So yeah, it's a slow news day. Welcome to the malaise of early January.
Anyhow, while promoting his forthcoming counterfeit thriller "Contraband" (out later this month), star Mark Wahlberg was asked by MTV about his involvement in Tim Burton's "Planet of the Apes," since the new entry in the franchise, last August's "Rise of the Planet of the Apes," got considerably kinder reviews. "I haven't seen it yet, but I heard it was pretty damn good," Wahlberg said. "Well, ours wasn't. It is what it is." Wahlberg with the self deprecation.
Still, he goes on to describe why the Burton reboot wasn't quite up to snuff. "They didn't have the script right. They had a release date before he had shot a foot of film and pushing him in the wrong direction," Wahlberg explained. Apparently that direction was "some fucking chase movie" instead of "anything remotely interesting." The star said that they should have let the filmmaker have the room to do what he wanted to do. "You have to let Tim do his thing," Wahlberg said.
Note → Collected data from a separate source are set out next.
PR #1618, opened 2026-08-19
perf(sync): order the CRDT catch-up sweep — open docs first, then modifiedAt DESC

### LINKED ISSUE #1614: CRDT: order the paced sweep — open docs first, then `modifiedAt DESC`
Part of #1496. **PR 5 of 5** in the design merged as #1509 — but **independent of all the others and can land at any point, including first.** No blockers.

> Spec: `git show 0b81f4293:docs/superpowers/specs/2026-08-16-crdt-sweep-catchup.md` — §3. Not on disk; `cfb4fd22b` deleted `docs/superpowers`.

## Why this one is cheap

This is an **ordering change at the source and nothing else.** Order is already preserved end to end: `pendingPulls` is a `Set`, `drainPendingPulls` is `Array.from` on it, `pacedCrdtPullQueue` is a `Set`, and the chunk is taken by iterating it. **Insertion order *is* priority.** Nothing else has to change to make ordering work.

Today tier 1 already exists — `flushPendingCrdtPulls` (`full-sync-runner.ts:401-431`) splits the drained set into notes with a **live editor**, which bypass the pace entirely, and everything else. Everything else then arrives in whatever order `getAllCrdtNoteIds` returns, which is an unordered `SELECT id FROM note_cache WHERE file_type = 'markdown'` (`note-crud.ts:277-284`) — effectively rowid order, i.e. **index-build order**.

## What to build

Three tiers instead of two:

1. **Live editors** — as today, un-paced. No change.
2. **Open-but-inactive docs** — `crdtProvider.getOpenNoteIds()` minus the active set, at the **front** of the paced queue. This is free and it is the best available proxy: the 32-doc LRU **is** a recently-opened list of exactly 32 notes, already in memory, already the notes a user is one click from. Today they get no priority at all.
3. **The rest of the vault, ordered `modifiedAt DESC`** — one `ORDER BY` on `getAllCrdtNoteIds`. `note_cache.modifiedAt` already exists (`note-crud.ts:290` uses it). A note that changed recently — by this user or by the device we are catching up with — is both the one most likely to be opened next and the one most likely to actually be stale.

Files: `note-crud.ts` and `full-sync-runner.ts`. That is the whole surface.

**Rejected:** `searchReasons.visitedAt` as the recency source — it is search-only, capped at 20 rows, and lives in the data DB (`ipc/search-handlers.ts:132-207`). Not worth reaching for over tier 2.

## The invariant that must survive

**Priority must never become filtering.** The sweep is the only channel by which a body-only remote edit reaches a device that missed the broadcast — note bodies never travel in the record change feed (`full-sync-runner.ts:112-128`). Skipping notes by heuristic converts a slow catch-up into a **silent** one.

The sweep stays exhaustive; only the order changes. Any implementation must preserve that, and it should be asserted in a test, not assumed.

## Failure modes

- **A vault whose mtimes are uniform** — restored from backup, freshly cloned, bulk-imported. Ordering degrades to arbitrary, i.e. **exactly today's behaviour**. No regression.
- **Failed notes go to the back.** `owePendingPull` re-adds to `pendingPulls`, so a re-queued note lands at the end of the *next* drain. That is correct and **should stay**: a note that just failed is the worst candidate for a front-of-queue retry.

## Arithmetic

**None.** Zero change to request count, request rate, or duration. Every rate-limit budget is untouched.

## Compat

None needed. Client-only. No protocol, no schema, no persisted state, no migration.

## Honest assessment

This changes **perceived** latency and nothing else. On its own it does not shorten the ten minutes, does not reduce cost, and does not remove one redundant request.

After #1612 / #1613 land, the warm sweep finishes in under a minute, so ordering stops mattering there and matters only for **cold** catch-up — where it matters a lot, because cold is where the ~3.5 minutes of genuine body transfer sits.

It is also the cheapest change in the whole design by a wide margin, and the only one a user can feel without a server deploy. If the goal is one small independent win first, this is it.

## Verification

- `pnpm --filter @memry/desktop test:main` · `pnpm typecheck` · `pnpm lint`
- Test that the sweep still visits **every** note (the invariant above).
- Test tier ordering: open-but-inactive docs precede the `modifiedAt DESC` tail.

h4yfans:
Closes #1614. PR **5 of 5** in the design merged as #1509 (epic #1496) — but **independent of the other four**. No blockers, no ordering constraint: it can merge at any point, including first.

## What changed

The paced CRDT sweep drains FIFO, so the order its work list arrives in *is* the order a user watches stale bodies get repaired in. Today that order comes from an unordered `SELECT id FROM note_cache WHERE file_type = 'markdown'` — rowid order, i.e. index-build order, which correlates with nothing.

Three tiers instead of two:

1. **Live editors** — unchanged. Still pulled in their own batch outside the pace.
2. **Open-but-inactive docs** — `crdtProvider.getOpenNoteIds()` minus the active set, spliced in at the **front** of the paced queue. The 32-doc LRU already is a recently-opened list, in memory and free to read; those are the notes the user is one click from, and today they get no priority at all. Front-inserted rather than appended, because a sweep landing mid-drain would otherwise put them behind everything the previous pass left waiting — which on a large vault is minutes.
3. **The rest of the vault, `modifiedAt DESC`** — one `ORDER BY` on `getAllCrdtNoteIds`, covered by the existing `idx_note_cache_modified`.

Nothing else had to change: `pendingPulls` is a `Set`, `drainPendingPulls` is `Array.from` on it, `pacedCrdtPullQueue` is a `Set`, and the chunk is taken by iteration. Insertion order already *is* priority end to end — verified in the code, and now pinned by a test.

Files: `note-crud.ts`, `full-sync-runner.ts`. That is the whole surface.

## Why the ordering is safe

**Priority must never become filtering.** The vault-wide sweep is the only channel by which a body-only remote edit reaches a device that missed the `crdt_updated` broadcast — note bodies never travel in the record change feed (`NoteSync` sends `content: null` on update; see the invariant comment at `full-sync-runner.ts:112-128`). A note skipped by a heuristic would keep a stale body with nothing else to discover the edit, turning a slow catch-up into a **silent** one.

Not that it was an entirely bad experience for the star. "I have had no better time on any movie than I had working with Tim," Wahlberg said. "I had the most amazing time with Tim. I would run to be on the set with him. We were doing reshoots and he would come out with me to Paris." (This is when Wahlberg was shooting Jonathan Demme's failed "Charade" remake "The Truth About Charlie." We're sorry for bringing it up.)
If you were wondering what, exactly, Mark Wahlberg and Tim Burton were up to in Paris, wonder no more! "Tim was in the club, man," Wahlberg said. "Then he'd be drawing people and all of his caricatures looked the same. He'd be drawing people in the club." Now that we would love to see: Tim Burton, scraggly mop of hair and giant dark sunglasses, drawing people in some Parisian disco. What if you walked away with an original Tim Burton cartoon of you (but were probably too drunk to remember where it came from?) Ah, the magic of Paris!
"Contraband" opens on January 13th.
Well, there is a big difference between James Franco and Walhberg. Franco is a real actor. The other is a sort of forced entry on a bored public. He's not a real producer, exec producer or anything. Just a stooge in his underwear with a fake you know what. Enough of this guy. Hollywood wake up.
How's that for passing the buck? "Hey, the movie sucked because of the studio, not because I blow as an actor in anything not set in Boston". That dude is hilarious LOL
Why did he have to remind me that this movie exists?!?! I was doing so good at repressing the trauma. I still worship you Tim Burton! But, we'll just pretend this movie was directed by someone else, OK? For the sake of my sanity.